1. Top Ten Tactics in Business Negotiations
These are classic tactics used by the stronger side to control the negotiation process and steer it toward a favourable outcome:
1.1 Anchoring High
Open with an ambitious position to define the frame.
Forces the weaker side to negotiate downward from your terms.
In geopolitics: e.g. “End the Fighting - The Must be an Immediate Ceasefire.”, "There must be a Territorial Status Quo - No Further Advances can be Tolerated", "Keep Ukraine out of NATO and Limit its Military", "Sign This Minerals Deal / Hand Over Your Power Stations and The US will Protect You".
1.2 Minimise Objections ("These Are Just Details")
Dismiss key concerns as minor technicalities.
Builds urgency and downplays complexity.
Trump often uses this: "We’ll get it done—no problem."
1.3 Project Confidence and Optimism
Assumes the deal is inevitable and success is certain.
Psychological pressure on the other side to not be the one who “derails” progress.
1.4 Control the Agenda and the Timeline
Set the pace and structure of talks.
Speed does benefit the better-prepared party.
Trump may say, “We want a deal in 30 days—let’s get it done.”
1.5 Divide and Conquer
Split up the other side’s internal factions.
Exploit differences between allies or interest groups.
Classic in geopolitical deals: e.g. Trump has used NATO divisions to push the idea that some states (like Germany) aren’t paying their share, creating splits over how to respond to Russia.
1.6 Use of “Carrots” and “Sticks”
Offer incentives, but also threaten consequences.
“Agree now and sanctions ease. Refuse, and we double down.”
Except Trump doesn't have any sticks, and there is little that Russia wants from him other than an enduring peace settlement.
1.7 Create a Sense of Scarcity or a ‘Last Chance’
Pressure to agree by suggesting the deal window is closing.
“This is your only chance for peace—don’t miss it.”
1.8 Control the Narrative/Public Perception
Shape media and diplomatic messaging.
Make refusal seem unreasonable or dangerous.
Trump might leak to media: “Russia's refusal proves they don’t want peace.”
1.9 Framing Concessions as Generous Compromise
Position minimal concessions as major goodwill.
Pressures the other side to “match” your “generosity.”
Eg the pause in attacks on each other's energy infrastructure is actually no concession at all.
1.10 Repetition and Consistency
Repeat key messages until they become accepted truths.
“Ukraine needs peace. We are offering peace. Russia refuses peace.”
2. Limits of Business Tactics in Geopolitical Negotiations
2.1 National Interests Are Non-Negotiable
In business, everything has a price.
In geopolitics, some things don’t: borders, sovereignty, ideology. This is a really hard one for the West to understand.
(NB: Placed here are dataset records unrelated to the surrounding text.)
PR #6764, opened 2019-09-27
You can no longer print AI or Cyborg upload boards in the Science R&D lathe

AsV9:
Makes AI harder to subvert and makes the secure tech storage actually slightly more useful.

:cl:   
rscdel: You can no longer print AI or Cyborg upload boards in R&D
/:cl:

### DIFF
--- a/code/modules/research/designs/comp_board_designs.dm
+++ b/code/modules/research/designs/comp_board_designs.dm
@@ -45,25 +45,7 @@
 	build_path = /obj/item/circuitboard/computer/xenobiology
 	category = list("Computer Boards")
 	departmental_flags = DEPARTMENTAL_FLAG_SCIENCE
-/*
-/datum/design/board/aiupload
-	name = "Computer Design (AI Upload)"
-	desc = "Allows for the construction of circuit boards used to build an AI Upload Console."
-	id = "aiupload"
-	materials = list(MAT_GLASS = 1000, MAT_GOLD = 2000)
-	build_path = /obj/item/circuitboard/computer/aiupload
-	category = list("Computer Boards")
-	departmental_flags = DEPARTMENTAL_FLAG_SCIENCE
 
-/datum/design/board/borgupload
-	name = "Computer Design (Cyborg Upload)"
-	desc = "Allows for the construction of circuit boards used to build a Cyborg Upload Console."
-	id = "borgupload"
-	materials = list(MAT_GLASS = 1000, MAT_GOLD = 2000)
-	build_path = /obj/item/circuitboard/computer/borgupload
-	category = list("Computer Boards")
-	departmental_flags = DEPARTMENTAL_FLAG_SCIENCE
-*/
 /datum/design/board/med_data
 	name = "Computer Design (Medical Records)"
 	desc = "Allows for the construction of circuit boards used to build a medical records console."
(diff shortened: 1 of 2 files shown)


alexkar598 (changes requested):
GTFO with commented out code,if your removing,delete dont comment

alexkar598 (approved):

Bibby0110:
So uh, you can't get these boards apart from the 1 set in tech storage now?

MegaEmpirical:
I think considering a way to acquire them outside of that would be good, I am not sure what form it should take though. However, I think removing them from being so easily printed is a good call.

MegaEmpirical:
Current suggestion: Make the AI upload console in the core invulnerable. This way there is always a location to subvert/restore an AI but it is also dependable by the AI and has to be sieged, much like how it used to be (mostly).

Or maybe leave it as just having only those two boards like it used to be but then any rogue AIs will have to be killed and you'll have no means of modifying new AIs.

MegaEmpirical:
Alternative: we make the boards unbreakable like the nuke disk and make it so that they can be GPS tracked even when not in a console

Mr-Space:
good pr merge
kthnks

Sir-Lagsalot:
🦀 Fuck subversion-rushing the AI 🦀

MegaEmpirical:
Other suggestion, this one got more traction:

1) Leave AI upload boards printable

2) Make it so an AI has to be tagged to a board for its laws to be changed.

3) Spawned AI would start tagged to upload console and the spare (permit tagging mutliple AIs to one board for convenience)

4) You have to click the board on an AI to tag it

This would make it so the originals are still important and so that other AIs can still be made. The issue is that the new meta would be to make new subverted AIs and hide them and no one would be able to do anything. My fix for this is to make all AI cores GPS trackable.

Alek2ander:
The ease of subverting an AI is compensated by the ease of resetting it. 
What will the crew have to do when the RD subverts the AI using their upload access and tells the engiborg to deconstruct upload and space the boards? Is there any way to fix the AI that doesn't require breaking into the core?

Alexandria404:
Very needed change.
To much to quick subversion.

MegaEmpirical:
> The ease of subverting an AI is compensated by the ease of resetting it.
> What will the crew have to do when the RD subverts the AI using their upload access and tells the engiborg to deconstruct upload and space the boards? Is there any way to fix the AI that doesn't require breaking into the core?

If referring to my last suggestion, the possibility of reverting the AI still exists compared to other suggestions. It will just be very difficult since you'd have to tag the core, so you're more likely to try to kill the AI. All my previous suggestions were called 'snowflake' (whatever the fuck that means) even though I think making the core upload invulnerable makes the most gameplay sense.

However, this last suggestion at least still permits the creation of new AIs (either to combat the other AI or to replace it).

MonsWTF:
Have we considered a message being broadcast over one of the radio channels when a new AI/Borg Upload Console is activated? Presumably either default channel or Science/Security.

**[Common]** (AI Upload Console) _states:_ "New access console initiated."

The boards can still be printed, but making one stealthily is significantly harder, unless you 
1) Wait for a Comms Blackout, or 
2) Create the Comms Blackout yourself

Pros: 
- Nerds can still make the boards
- Difficulty in (quietly) subverting AI/Borg increased, which is the point of the PR

Cons: 
- The backup one in Tech Storage is still pretty useless


P.S. On a sidenote, this might be worth considering doing for those nerds that like to make a Communications board and maint-Recall.

PR #6765, opened 2019-09-27
Decrease R&D single-server income by 15%

AsV9:
Partial revert of tgstation/tgstation#33857

Research has more ways of generating points now, and the passive cookie clicker gain should reflect that.

:cl:  
tweak: Decrease R&D single-server income by 15% 
/:cl:

### DIFF
--- a/code/controllers/subsystem/research.dm
+++ b/code/controllers/subsystem/research.dm
@@ -30,7 +30,7 @@ SUBSYSTEM_DEF(research)
 	var/list/errored_datums = list()
 	var/list/point_types = list()				//typecache style type = TRUE list
 	//----------------------------------------------
-	var/list/single_server_income = list(TECHWEB_POINT_TYPE_GENERIC = 54.3)
+	var/list/single_server_income = list(TECHWEB_POINT_TYPE_GENERIC = 46.2)
 	var/multiserver_calculation = FALSE
 	var/last_income = 0
 	//^^^^^^^^ ALL OF THESE ARE PER SECOND! ^^^^^^^^


boodaliboo:
ok so the other ways of  getting points which is expermental dissection which needs points in the first place or toxins and people only do toxins for bombs or dont do it at all

alexkar598:
I don't like this PR for these reasons:

1) It doesn't fix the problem of RnD being noninteractive and just makes it take more time before the grey button becomes blue
2) It doesn't fix the problem of RnD(and roboticts depending on mining) being powerful after 30 minutes by doing nothing at all,this just makes it take 35 minutes instead

Oakboscage:
> I don't like this PR for these reasons:
> 
> 1. It doesn't fix the problem of RnD being noninteractive and just makes it take more time before the grey button becomes blue
> 2. It doesn't fix the problem of RnD(and roboticts depending on mining) being powerful after 30 minutes by doing nothing at all,this just makes it take 35 minutes instead

Better than nothing innit

Alexandria404:
> 
> 
> > I don't like this PR for these reasons:
> > 
> > 1. It doesn't fix the problem of RnD being noninteractive and just makes it take more time before the grey button becomes blue
> > 2. It doesn't fix the problem of RnD(and roboticts depending on mining) being powerful after 30 minutes by doing nothing at all,this just makes it take 35 minutes instead
> 
> Better than nothing innit

alexkar598:
Tbh it's not better than nothing,it's just makes science more frustrating without actually fixing or starting to fix any of the underlying issues

ynot01:
lets lock point generation behind a node and force you to beg engineering or toxins to make points for you :))

alexkar598:
This doesn't fix or improve any of the core issues in research as it is currently implemented and the time difference between old and new RnD will barely be noticeable as advanced mining and T4 will still Be rushed although maybe a 5 minutes later and by the time mining gets enough mats to make mechs science will have plenty of points to research mechs and xeno will have their console research alongside the T4 anyways so all the three biggest points of impact to the round science can have will not be impacted on by this PR.

PR #6776, opened 2019-09-30
Maybe fixes security consoles not being able to delete citations

### LINKED ISSUE #6771: Cannot delete citations from security records
It just gives me a line about this function not working currently.

Amelia0010:
fixes: #6771 

I think. Idk, it needs to have "edit field" yet it's given "edit  field" so this should work


alexkar598:
You sure you can shove spaces in choice?

Amelia0010:
it works for everything else, only one that doesn't work is this one, which has 2 spaces rather than one

PR #6777, opened 2019-09-30
Chem implants now dump contents on death

### LINKED ISSUE #6733: Chem implants don’t dump contents
## Reproduction:
Chem implant was given to a human monkey and filled with 49 cryoxadone and 1 blood. He was infected with a regen coma with the fake death threshold met(likely the cause of the issue). Upon his real death the reagents from the implant should have been released but it never happened. Likely because it is triggered by the deathgrasp emote instead of an actual death trigger.

CMOisLing:
Fixes: #6733

Not sure if this is a bug fix or feature but this should allow for some more random shenanigans or maybe something useful like a make shift bomb implant
:cl:  
bugfix: Chem implants dump contents on death
/:cl:


code/game/objects/items/implants/implant_chem.dm
```diff
@@ -29,11 +29,8 @@
 	GLOB.tracked_chem_implants -= src
 	return ..()
 
-/obj/item/implant/chem/trigger(emote, mob/living/source)
-	if(emote == "deathgasp")
-		if(istype(source) && !(source.stat == DEAD))
-			return
-		activate(reagents.total_volume)
+/obj/item/implant/chem/on_mob_death(mob/living/L, gibbed) //yogs - chem implants dump chems when host dies
+	activate("action_button")
```
alexkar598:
```suggestion
	activate("death")
```

alexkar598 (changes requested):

code/game/objects/items/implants/implant_chem.dm
CMOisLing: I don't mind changing this, but I was wondering is this so its easier to read or is action_button used for something else in this implants case?

alexkar598: Probably doesnt affect anything but its good practice to keep shit as its meant and not something random because you saw it like that somewhere else.

BTW,modularization is no longer enforced so you dont need to do the ``//yogs - chem implants dump chems when host dies``

CMOisLing:
Just add both labels

PR #6782, opened 2019-10-01
Fixes mech fabs going in softlock if it runs out of mats to build something in a queue

alexkar598:
:cl:  alexkar598
bugfix: Mech fabs no longer go into softlock if they run out of mats.
/:cl:


alexkar598:
Imagine not being a self merging crab!

PR #6794, opened 2019-10-02
ENFORCE SECOND AMMENDMENT / SURVIVALIST OBJECTIVE CHANGE

boodaliboo:
MY PR THAY MAYBE WORKS THAT CHANGES THE OBJECTIVES OF SURVIVALIST SO ITS NOT JUST MURDERBONE FOR THE GUNS OR MAGIC

#### Changelog

:cl:  

tweak: tweaked  THE OBJECTIVES OF SURVIVALIST SO THEY DONT HAVE TO STEAL MORE GUNS BUT THEY MUST KEEP THERE ORIGINAL 

spellcheck: fixed a THING MAYBE  THAT DISAGEE
experimental: I WROTE THIS ON GITHUB WEBSITE ON A 10 YEAR OLD MAC
/:cl:

### DIFF
--- a/code/modules/antagonists/survivalist/survivalist.dm
+++ b/code/modules/antagonists/survivalist/survivalist.dm
@@ -19,12 +19,11 @@
 	owner.announce_objectives()
 
 /datum/antagonist/survivalist/guns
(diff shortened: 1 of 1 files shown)


ynot01:
this is bad because it takes away from the point of the spell, to create antags so the wizard has an easier time

it doesn't do its job well on any points and just causes issues so that's why we're removing it, and this doesn't fix it

alexkar598:
Low effort

PR #6803, opened 2019-10-03
Sepia slime timestop now affect the user also

alexkar598:
:cl:  alexkar598
tweak: Xenobiology sepia slime timestop now also affects the user.
/:cl:


MonsWTF:
Spoiler warning:


_That's how Sepia works already_

alexkar598:
Ah fuck that's the lumi whatever effect

PR #6804, opened 2019-10-03
Makes light pink extract give a better med to keep the patient alive

alexkar598:
:cl:  alexkar598
tweak: Stabilized light pink extract now gives the user a small dose of Ephedrine as a speed boost if someone in crit is near them
tweak: Stabilized light pink extract now give the patient in crit epinephrine and atropine instead of epinephrine and saline glucose solution
/:cl:

### DIFF
--- a/code/modules/research/xenobiology/crossbreeding/_status_effects.dm
+++ b/code/modules/research/xenobiology/crossbreeding/_status_effects.dm
@@ -904,15 +904,13 @@ datum/status_effect/stabilized/blue/on_remove()
 	colour = "light pink"
 
 /datum/status_effect/stabilized/lightpink/tick()
-	var/boost = FALSE
 	for(var/mob/living/carbon/human/H in range(1, get_turf(owner)))
-		if(H != owner && H.stat != DEAD && H.health <= 0 && !H.reagents.has_reagent(/datum/reagent/medicine/epinephrine) && !H.reagents.has_reagent(/datum/reagent/medicine/salglu_solution))
+		if(H != owner && H.stat != DEAD && H.health <= 0 && !H.reagents.has_reagent(/datum/reagent/medicine/epinephrine))
 			boost = TRUE
 			to_chat(owner, "[linked_extract] pulses in sync with [H]'s heartbeat, trying to keep [H.p_them()] alive.")
 			H.reagents.add_reagent(/datum/reagent/medicine/epinephrine,5)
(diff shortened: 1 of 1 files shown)


ghost:
so it heals people out of crit with one of the best anti-crit chems in the game which heals incredibly fast AND gives the owner a speedboost and stun resistance if they're near someone in crit

how about this

close this PR or i'm removing timestop slimes

alexkar598:
How about this

Fuck you

MonsWTF:
Big oof.

Uhh, personal comments:

1) If Stabilized Light Pink has speed (if at all), it has to either be **extremely** conditional to prevent antag abuse, or a constant minor speed increase (-0.1 or -0.2, probably).
2) Instead of replacing Saline-Glucose with Atropine (reason addressed by Adam), add Regenerative Jelly (Omnizine, but slightly better) as a third chem with its own condition; it only activates when `H.health <=-50` , the halfway point of crit, and adds 1u Regen Jelly. This would fit a lot better with the slime theme and would only activate when really trying to keep the victim alive.

The 1u amount also means that the chem won't stay in the victim's body for long if they climb back up past the -50 threshold.

ThatLing:
Thank you for the detailed explanation on why this PR should be merged

alexkar598:
@Mr-Space @AdamElTablawy @MonsWTF @ThatLing it nows injects 10 units of regen jelly if the person is in less than -40 health crit which is enough to heal the person out of crit to literally 0 health in about 30-40 seconds. Also removed the speed boost as it was just dumb since the mix is now more than able to keep someone alive long enough to bring them to medbay. As god intended

ShadowDeath6:
I think this pr is good in a vacuum but idk if xeno really needs even more power on its current extracts considering what a hot topic it is already in terms of balance. 
I'm not entirely sure how often the extract ticks (if it even does tick more than once), but regen jelly is very very strong and it can probably bring someone out of crit completely with some health to spare (depending on how much health they have when the jelly is put in) since epinephrine will already take care of the oxygen damage for the most part

alexkar598:
@ShadowDeath6 the jelly will only happen if the person is under -40 health and has no jelly in their system at all,assuming they are at -50 health when it injects it,it gives 10u of the jelly which takes about 30-40 seconds to process all and gets the person at -4 health which isnt that bad but not enough to make them ready for combat again

PR #6807, opened 2019-10-03
Limits the Strange Beacon to Hijack and Glorious Death

Sir-Lagsalot:

Makes it so that the strange beacon can only be purchased by traitors with murderbone objectives. I can't really think of any way to use this item without murderboning, and I have had to handle issues before with traitors who thought that because this was a thing that they were allowed to purchase as a traitor then it was something they were actually allowed to, yknow, use without breaking the rules. Other murderbone-y antag items such as the spider injector and His Grace are restricted to murderbone objectives. To avoid confusion, I think this one should be as well.

I'm not sure what's with all the extra commits, the only thing I changed was uplink_items.dm. Theos said it should be okay though.

#### Changelog

:cl:  
tweak: The Strange Beacon traitor item is now only purchasable for traitors with hijack or glorious death
/:cl:


CMOisLing:
To be fair you could use it to pull the singularity to a safe part of the station so you can get a shuttle call without risking your life but then again this is a very niche use

Amelia0010 (approved):
consider the whitespace changes a fix

PR #6831, opened 2019-10-08
Adds crawling shadows ability to darkspawn

SomeguyManperson:
costs 60 psi and 2 psi points, makes the user invisible in the dark and near-invisible in light. Doesn't take damage from light and can walk through doors by attacking them, attacking people will stun them after a short delay. Lasts a minute or until cancelled.

:cl:  
rscadd: Adds a new ability, crawling shadows, to darkspawn that can be used as a movement and offensive ability 
/:cl:


oklews:
Would be interesting if you have markings on the door passed through, something like “the lights on the door glow very faintly” or if you’re thinking animalistic “There are giant *claw* marks on the door!”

2.2 Domestic Political Constraints
Leaders must answer to parliaments, factions, voters - not to shareholders.
A deal that looks good on paper can be rejected by political realities.
2.3 Security and Trust
States deal in security dilemmas and have long memories affecting Trust.
Russia remembers every broken promise, from 1990s NATO "not one inch East", to 2008 Budapest "Ukraine and Georgia will join NATO", to 2015 Minsk I and II, to March 2022 Istanbul, to the Belgorod incursion on the eve of this ceasefire ; Ukraine remembers Crimea.
2.4 Face and Prestige Matter
Saving face, especially for strong leaders, is vital.
Business negotiators can walk away quietl - countries cannot.
2.5 Multilateral Complexity
Geopolitical deals often involve coalitions, not just two parties.
Business logic can fall apart in a cats cradle of conflicting interests.
3. Conclusion: Trump’s Style – Business vs Statecraft
Trump’s negotiating style—high pressure, optimistic framing, ‘art of the deal’ - works well in real estate.
But geopolitics is not a Manhattan property deal. The other side may prefer ruin to humiliation.
Business tactics help, but must be embedded within diplomatic conflict resolution, realism that recognises that some goals are non-negotiable, and the art of the geopolitical deal especially requires an understanding of historical grievance.